# Patrick Picks Attorney To Be District Court Judge



## kwflatbed (Dec 29, 2004)

_Noonan Nominated To Position_

*BOSTON -- *Gov. Deval Patrick has nominated a veteran Worcester attorney to be a judge at the Leominster District Court.

Mark Noonan is a graduate of UMass-Boston and Suffolk University Law School.

In a statement Tuesday, Patrick said "Noonan's depth of experience will be a great asset to the Leominster District Court." He also said it would "ensure the fair and compassionate administration of justice."
The 47-year-old Noonan is a longtime resident of Worcester and member of the city's bar. He has worked in the Worcester District attorney's office and served in private civil and criminal defense practice.

Noonan is slated to fill the vacancy by the retirement of Judge Edward J. Reynolds.

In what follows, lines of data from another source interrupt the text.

Issue #457, opened 2020-10-26
Chain-specific runtime message-delivery API


svyatonik:
Right now message delivery APIs (`OutboundLaneApi` and `InboundLaneApi`) are not chain-specific and thus the runtime can't provide APIs to bridge more than one chain. The way we have solved this in headers sync is that we have separate API trait for every chain (i.e. `RialtoHeaderApi` and `MillauHeaderApi`). The same should be done here - i.e. we should have `RialtoOutboundLaneApi`, `RialtoInboundLaneApi`, `MillauOutboundLaneApi` and `MillauInboundLaneApi`.

The alternative implementation is to add additional argument (`instance: InstanceId`) to all methods. It is hard-to implement in the runtime (without some macro helpers), but it is more convenient for the relay. So probably worth trying this option and then in separate PR also migrate `HeaderApi` to that version.

tomusdrw:
Related: #446

Issue #446, opened 2020-10-23
Make relayer loops generic


tomusdrw:
Currently for each combination of chains we need to prepare a separate headers & messages sync loop.
There are two main reasons for that:
1. We need to encode a `Call` to a specific runtime when creating the transaction and add the right `SignedExtensions` data.
2. `RuntimeApi`s exposed by the pallets are specific to chains.

For (1) the solution would be to create transactions based on `Metadata` somehow or via RPC. (1) has also a very unwanted consequence of being dependent on the entire runtime code - that could be alleviated by extracting some of the runtime code which allows transaction creation.

For (2) we should probably just add some identifier to the pallet instances and have them share the `RuntimeApi`, but add an extra parameter with instance id.

tomusdrw:
A potentially useful pointer: https://github.com/scs/substrate-api-client/blob/master/src/extrinsic/mod.rs#L41

tomusdrw:
Partially done via recent CLI refactoring (#849), we might keep this around to make the relayer based on metadata only (scale-info stuff).

EmmanuellNorbertTulbure:
@svyatonik is this done? Is still something needed to be done?

serban300:
> For (1) the solution would be to create transactions based on Metadata somehow or via RPC

Looking on [subxt-codegen](https://docs.rs/subxt-codegen/latest/subxt_codegen) and [subxt](https://github.com/paritytech/subxt) to see how the generated code based on metadata would look like and if there's anything that would help us.

serban300:
Building calls based on metadata done in #1812

PR #458, opened 2020-10-26
Integrate message-lane module RPCs into Rialto/Millau nodes

svyatonik:
required for `messages-relay`

(as a side note - this is how alternate implementation of #457 would look like). As we add more bridged chains, the match inside `RialtoMessageLaneKeys`/`MillauMessageLaneKeys` would grow


bin/rialto/runtime/src/millau_messages.rs
```diff
@@ -16,21 +16,41 @@
...
+}
+
+/// Storage key of the Rialto -> Millau message lane state in the runtime storage.
+pub fn outbound_lane_data_key(lane: &LaneId) -> StorageKey {
+	StorageKey(OutboundLanes::<DefaultInstance>::storage_map_final_key(*lane))
+}
+
+/// Storage key of the Millau -> Rialto message lane state in the runtime storage.
+pub fn inbound_lane_data_key(lane: &LaneId) -> StorageKey {
+	StorageKey(InboundLanes::<Runtime>::storage_map_final_key(*lane))
```
svyatonik, line 51: If someone could point me to the issue/typo with `OutboundLanes`/`InboundLanes`, I would be very grateful. As you can see, I have to use `::<DefaultInstance>::` with `OutboundLanes`, but `::<Runtime>::` with `InboundLanes`. All other options lead to compilation error. Both maps are almost identical, so I'm not sure - why's that? Also, I guess, it'll lead to incorrect storage keys returned => incorrect proofs. But I can't prove that right now.

bin/rialto/node/src/service.rs
```diff
@@ -28,13 +28,16 @@
 // =====================================================================================
 // =====================================================================================
```
HCastano, line 29: Same thing here

bin/rialto/runtime/src/millau_messages.rs
HCastano: I think the difference has to do with the `OutboundLanes` map not requiring access to `Runtime`'s associated types (via `T`). This means it just needs something that satisfies the `Instance` type. On the other hand since `InboundLanes` uses `T::InboundRelayer` it requires `Runtime` since that where the associated type comes from. 

What you have now with`InboundLanes::<Runtime>::storage_map_final_key(*lane)` is the same as `<Runtime, DefaultInstance>`, so the types will work out. I'm not sure what problems we may run into if they don't though.

We might want to make these generic over `Instance` so we're not tied to only using the default instance of the pallet.

HCastano (approved):
I'm not a big fan of having to add fields to the `match` for every network we have, but I'm okay moving forward with this for now

bin/rialto/runtime/src/millau_messages.rs
svyatonik: I guess that's the issue, thanks!

bin/millau/node/src/service.rs
```diff
@@ -28,6 +28,8 @@
 // =====================================================================================
 // =====================================================================================
```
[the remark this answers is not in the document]
svyatonik: Why? I'm only modifying the `rpc_extensions_builder` part :) So everything works as before.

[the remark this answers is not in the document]
svyatonik: Ahh, there's also that `MillauMessageLaneKeys` :) I'll move it to `rpc_extensions_builder`

bin/millau/node/src/service.rs
```diff
@@ -161,10 +164,40 @@ pub fn new_full(config: Configuration) -> Result<TaskManager, ServiceError> {
...
 	let rpc_extensions_builder = {
+		// This struct is here to ease update process.
+
+		/// Millau runtime from message-lane RPC point of view.
+		struct MillauMessageLaneKeys;
+
+		impl pallet_message_lane_rpc::Runtime for MillauMessageLaneKeys {
+			fn message_key(&self, instance: &InstanceId, lane: &LaneId, nonce: MessageNonce) -> Option<StorageKey> {
+				match *instance {
+					RIALTO_BRIDGE_INSTANCE => Some(millau_runtime::rialto_messages::message_key(lane, nonce)),
```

http://www.thebostonchannel.com/news/16558699/detail.html


----------



## Guest (Jun 14, 2008)

kwflatbed said:


> _Noonan Nominated To Position_
> 
> *BOSTON -- *Patrick said "Noonan's depth of experience will be a great asset to the Leominster District Court." He also said it would "ensure the fair and compassionate administration of justice."


In other words, CWOFs, NGs and NRs will be dished out like there is no tomorrow.


----------